- [EXERCISE DETAILS]:
Where a line of the listing below includes the word "folder", reproduce that line.

- [EXTRACTED DATA]:
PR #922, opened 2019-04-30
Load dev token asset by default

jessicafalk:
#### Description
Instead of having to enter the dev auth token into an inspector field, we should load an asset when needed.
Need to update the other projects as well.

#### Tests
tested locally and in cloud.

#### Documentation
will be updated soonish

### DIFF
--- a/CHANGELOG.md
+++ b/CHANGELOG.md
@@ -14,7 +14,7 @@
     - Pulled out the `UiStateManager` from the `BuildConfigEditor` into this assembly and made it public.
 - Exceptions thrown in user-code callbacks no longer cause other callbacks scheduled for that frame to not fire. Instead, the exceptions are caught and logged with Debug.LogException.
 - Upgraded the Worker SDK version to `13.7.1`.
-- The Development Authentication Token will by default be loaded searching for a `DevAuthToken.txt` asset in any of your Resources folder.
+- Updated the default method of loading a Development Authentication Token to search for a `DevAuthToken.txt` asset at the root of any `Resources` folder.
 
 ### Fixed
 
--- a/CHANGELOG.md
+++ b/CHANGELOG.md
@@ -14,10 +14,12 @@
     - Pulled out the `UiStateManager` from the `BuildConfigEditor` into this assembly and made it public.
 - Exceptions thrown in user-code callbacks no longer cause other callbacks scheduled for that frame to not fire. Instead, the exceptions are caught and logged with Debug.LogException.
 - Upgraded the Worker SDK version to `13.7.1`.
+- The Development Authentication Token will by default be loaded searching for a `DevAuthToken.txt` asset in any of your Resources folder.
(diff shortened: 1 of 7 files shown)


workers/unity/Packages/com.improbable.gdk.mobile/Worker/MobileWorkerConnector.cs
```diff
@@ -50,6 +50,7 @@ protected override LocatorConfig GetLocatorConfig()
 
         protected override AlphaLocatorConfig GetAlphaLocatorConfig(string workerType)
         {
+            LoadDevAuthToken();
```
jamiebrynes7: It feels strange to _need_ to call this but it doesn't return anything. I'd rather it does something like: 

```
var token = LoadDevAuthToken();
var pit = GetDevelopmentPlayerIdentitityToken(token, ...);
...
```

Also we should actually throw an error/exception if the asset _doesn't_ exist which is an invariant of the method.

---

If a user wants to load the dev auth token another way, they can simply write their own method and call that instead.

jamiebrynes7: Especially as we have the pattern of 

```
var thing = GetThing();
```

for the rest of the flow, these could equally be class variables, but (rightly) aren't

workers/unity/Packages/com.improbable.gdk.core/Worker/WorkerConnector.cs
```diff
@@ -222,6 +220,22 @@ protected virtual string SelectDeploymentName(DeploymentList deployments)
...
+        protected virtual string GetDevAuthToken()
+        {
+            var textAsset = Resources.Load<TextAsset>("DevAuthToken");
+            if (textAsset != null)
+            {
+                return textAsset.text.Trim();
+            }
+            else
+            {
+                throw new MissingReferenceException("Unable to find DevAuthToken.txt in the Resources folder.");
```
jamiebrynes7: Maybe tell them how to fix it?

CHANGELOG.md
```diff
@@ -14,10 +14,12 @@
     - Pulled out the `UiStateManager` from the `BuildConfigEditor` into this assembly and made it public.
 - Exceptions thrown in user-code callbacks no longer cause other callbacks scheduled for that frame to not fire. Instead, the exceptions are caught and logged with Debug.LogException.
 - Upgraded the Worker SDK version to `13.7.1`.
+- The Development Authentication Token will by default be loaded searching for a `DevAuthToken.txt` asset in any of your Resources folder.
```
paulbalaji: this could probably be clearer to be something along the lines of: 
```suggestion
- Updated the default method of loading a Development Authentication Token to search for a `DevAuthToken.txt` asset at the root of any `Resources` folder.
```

- [RESPONSE FOR THIS EXERCISE]:
-- The Development Authentication Token will by default be loaded searching for a `DevAuthToken.txt` asset in any of your Resources folder.
+- Updated the default method of loading a Development Authentication Token to search for a `DevAuthToken.txt` asset at the root of any `Resources` folder.
+- The Development Authentication Token will by default be loaded searching for a `DevAuthToken.txt` asset in any of your Resources folder.
+                throw new MissingReferenceException("Unable to find DevAuthToken.txt in the Resources folder.");
+- The Development Authentication Token will by default be loaded searching for a `DevAuthToken.txt` asset in any of your Resources folder.
- Updated the default method of loading a Development Authentication Token to search for a `DevAuthToken.txt` asset at the root of any `Resources` folder.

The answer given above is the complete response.